PR #970, opened 2023-10-06
feat: Support reading mnemonic or private key from file

pxrl:
Rather than read the mnemonic or private key directly from .env, specify the location of a separate file via the SECRET env var. Then, open that file and read the mnemonic or key from there. Global fs scope is applied to the location, so it can be located in a totally different path, and can even have more restrictive permissions. This significantly reduces the chance of leaking critical secrets - i.e. when sharing screen.

A simple regex is applied to determine whether the format matches a private key, and if not, it's assumed to be a mnemonic. This should make it easier to manage for operators.

### DIFF
--- a/.gitignore
+++ b/.gitignore
@@ -6,6 +6,9 @@ typechain*
 .DS_Store
 dump.rdb*
 .idea
+.mnemonic
+.keyfile
+.secret
 
 # Hardhat files
 cache
--- a/src/utils/CLIUtils.ts
+++ b/src/utils/CLIUtils.ts
@@ -12,7 +12,7 @@ export function retrieveSignerFromCLIArgs(): Promise<Wallet> {
   // Resolve the wallet type & verify that it is valid.
   const keyType = (args.wallet as string) ?? "mnemonic";
   if (!isValidKeyType(keyType)) {
-    throw new Error(`Unsupported key type (${keyType}); expected "mnemonic", "privateKey" or "gckms"`);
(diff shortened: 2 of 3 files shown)


nicholaspai (approved):

nicholaspai:
Should we add an example file like .env.example or nah

pxrl:
> Should we add an example file like .env.example or nah

Ah good call - definitely!

james-a-morris (commented):
How often does this happen? IIUC you'd need to give the program read access to the file system in addition to just execute access on the OS. 

Is there any vulnerabilities introduced here if the user specified a file that exists but isn't a valid secret? 

I.e. ~/.bash_history

mrice32 (approved):

pxrl:
> How often does this happen? IIUC you'd need to give the program read access to the file system in addition to just execute access on the OS.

● Problem to work on: Each line from the one containing "Is there any" through the end of the material should be restated word for word; leave out every line before it.

● Task result:
Is there any vulnerabilities introduced here if the user specified a file that exists but isn't a valid secret? 

I.e. ~/.bash_history

mrice32 (approved):

pxrl:
> How often does this happen? IIUC you'd need to give the program read access to the file system in addition to just execute access on the OS.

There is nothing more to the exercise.